**WHAT THE TASK REQUIRES**
Scan the listing below and copy each line holding the word "data".

- Opening Delimiter -

PR #57, opened 2017-12-18
Calculate % for each retcode and allow initial errors

ldemailly:
Also handle 100% error case in graph title

(Stacked diff on top of #56)

### DIFF
--- a/fhttp/httprunner.go
+++ b/fhttp/httprunner.go
@@ -61,8 +61,9 @@ func (httpstate *HTTPRunnerResults) Run(t int) {
 // options.
 type HTTPRunnerOptions struct {
 	periodic.RunnerOptions
-	HTTPOptions        // Need to call Init() to initialize
-	Profiler    string // file to save profiles to. defaults to no profiling
+	HTTPOptions               // Need to call Init() to initialize
+	Profiler           string // file to save profiles to. defaults to no profiling
+	AllowInitialErrors bool   // whether initial errors don't cause an abort
 }
 
 // RunHTTPTest runs an http test and returns the aggregated stats.
@@ -87,7 +88,7 @@ func RunHTTPTest(o *HTTPRunnerOptions) (*HTTPRunnerResults, error) {
 			return nil, fmt.Errorf("unable to create client %d for %s", i, o.URL)
 		}
 		code, data, headerSize := httpstate[i].client.Fetch()
-		if code != http.StatusOK {
+		if !o.AllowInitialErrors && code != http.StatusOK {
 			return nil, fmt.Errorf("error %d for %s: %q", code, o.URL, string(data))
 		}
 		if i == 0 && log.LogVerbose() {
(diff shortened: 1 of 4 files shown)


ldemailly:
with `http://localhost:8080/echo?status=503:10,504:20`
```
Code 200 : 2060 (68.7 %)
Code 503 : 318 (10.6 %)
Code 504 : 622 (20.7 %)
```

ui/static/js/fortio_chart.js
```diff
@@ -99,7 +99,11 @@ function makeTitle(res) {
     var total = res.DurationHistogram.Count
     var errStr = "no error"
     if (httpOk != total) {
-      errStr = myRound(100.*(total-httpOk)/total, 2) + '% errors'
+      if (httpOk) {
+        errStr = myRound(100.*(total-httpOk)/total, 2) + '% errors'
+      } else {
+        errStr = "100% errors!"
```
ldemailly, line 105: was showing NaN% without this fix

fhttp/httprunner.go
```diff
@@ -61,8 +61,9 @@ func (httpstate *HTTPRunnerResults) Run(t int) {
 // options.
 type HTTPRunnerOptions struct {
 	periodic.RunnerOptions
-	HTTPOptions        // Need to call Init() to initialize
-	Profiler    string // file to save profiles to. defaults to no profiling
+	HTTPOptions               // Need to call Init() to initialize
+	Profiler           string // file to save profiles to. defaults to no profiling
+	AllowInitialErrors bool   // whether initial errors don't cause an abort
```
douglas-reid, line 66: curious: what do initial errors signify?

ldemailly: like a 503 during the first fetch, the previous (and now still default cmd line) behavior is to abort on non 200

the UI will now not abort on error - that way you can use say `&status=503:40` to get 40% 503s and not risk having it stop right away if one of the initial requests hit that probability

Do you think there is a way I can clarify the description/comment ?

douglas-reid: This more-or-less aligns with my understanding. It seems like if any of the request number of threads fails an initial request, fortio will fail altogether. Is that a correct regurgitation?

Do we want to default to allowing connection errors?  Is the concern repeatedly failing connections (and a need to fail-fast)?

In other words, should this be `FailFast` instead of `AllowErrors` ?  I don't know that it really matters, just curious if you ever intend to run it with this option turned off.

ldemailly: I guess the reason for the failfast (good name! thx!) current/past behavior is to quickly  and effectively catch a typo in a url (404) or an error in setup quickly (service doesn't exist)

if you start a 1h run to have it scroll with errors for 1h it's usually not what you want

with istio though it seems failfast means it'd give up too early :-) so maybe I should change the default

douglas-reid: ha. no that's ok. if running for an hour, we would want to catch a silly error first. 👍

douglas-reid (approved):
/lgtm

- Closing Delimiter -

**SOLUTION**
 		code, data, headerSize := httpstate[i].client.Fetch()
 			return nil, fmt.Errorf("error %d for %s: %q", code, o.URL, string(data))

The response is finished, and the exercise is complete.